## PROMPT:
Only the lines from the one containing "PR #396, opened 2022-06-14" through the one containing "import torch" should be printed, exactly as they appear below, with both ends included.

━━━━━━━━━━

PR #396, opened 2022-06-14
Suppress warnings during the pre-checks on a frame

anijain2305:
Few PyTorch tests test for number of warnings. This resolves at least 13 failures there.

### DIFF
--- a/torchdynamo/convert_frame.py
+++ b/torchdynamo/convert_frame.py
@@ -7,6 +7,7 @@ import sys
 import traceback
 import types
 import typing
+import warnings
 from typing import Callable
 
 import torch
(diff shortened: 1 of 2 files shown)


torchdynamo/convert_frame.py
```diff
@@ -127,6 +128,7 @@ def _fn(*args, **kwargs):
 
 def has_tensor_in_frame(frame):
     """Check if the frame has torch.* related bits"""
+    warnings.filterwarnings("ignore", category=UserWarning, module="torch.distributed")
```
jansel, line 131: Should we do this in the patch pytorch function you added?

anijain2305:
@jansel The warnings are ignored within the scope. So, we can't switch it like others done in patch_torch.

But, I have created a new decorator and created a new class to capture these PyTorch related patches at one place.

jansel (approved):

━━━━━━━━━━

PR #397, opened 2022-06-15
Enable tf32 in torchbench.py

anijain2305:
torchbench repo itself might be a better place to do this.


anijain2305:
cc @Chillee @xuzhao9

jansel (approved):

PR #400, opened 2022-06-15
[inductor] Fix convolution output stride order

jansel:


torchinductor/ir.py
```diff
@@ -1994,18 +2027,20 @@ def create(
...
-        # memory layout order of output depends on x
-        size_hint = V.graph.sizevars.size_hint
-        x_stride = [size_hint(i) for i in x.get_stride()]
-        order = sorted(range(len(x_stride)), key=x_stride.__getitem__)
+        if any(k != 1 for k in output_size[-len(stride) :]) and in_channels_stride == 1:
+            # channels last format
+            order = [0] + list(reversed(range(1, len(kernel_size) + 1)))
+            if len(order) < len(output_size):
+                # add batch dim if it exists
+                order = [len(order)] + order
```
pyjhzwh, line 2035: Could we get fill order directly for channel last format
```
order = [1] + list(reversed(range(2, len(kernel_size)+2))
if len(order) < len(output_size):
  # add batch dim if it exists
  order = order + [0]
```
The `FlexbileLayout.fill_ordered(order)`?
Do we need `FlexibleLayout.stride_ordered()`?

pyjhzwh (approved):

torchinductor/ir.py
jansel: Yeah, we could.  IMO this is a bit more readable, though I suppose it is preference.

━━━━━━━━━━

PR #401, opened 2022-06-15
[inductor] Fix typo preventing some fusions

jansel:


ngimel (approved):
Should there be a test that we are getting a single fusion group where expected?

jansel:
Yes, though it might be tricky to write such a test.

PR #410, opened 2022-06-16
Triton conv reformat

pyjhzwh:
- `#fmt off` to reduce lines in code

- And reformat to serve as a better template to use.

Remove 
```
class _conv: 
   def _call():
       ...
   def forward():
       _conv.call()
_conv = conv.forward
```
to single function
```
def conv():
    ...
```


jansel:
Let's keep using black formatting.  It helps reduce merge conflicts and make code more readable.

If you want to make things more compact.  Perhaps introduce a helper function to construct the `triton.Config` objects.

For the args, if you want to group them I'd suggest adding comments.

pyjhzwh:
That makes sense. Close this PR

━━━━━━━━━━

## RESULT FOR THIS EXERCISE:
PR #396, opened 2022-06-14
Suppress warnings during the pre-checks on a frame

anijain2305:
Few PyTorch tests test for number of warnings. This resolves at least 13 failures there.

### DIFF
--- a/torchdynamo/convert_frame.py
+++ b/torchdynamo/convert_frame.py
@@ -7,6 +7,7 @@ import sys
 import traceback
 import types
 import typing
+import warnings
 from typing import Callable
 
 import torch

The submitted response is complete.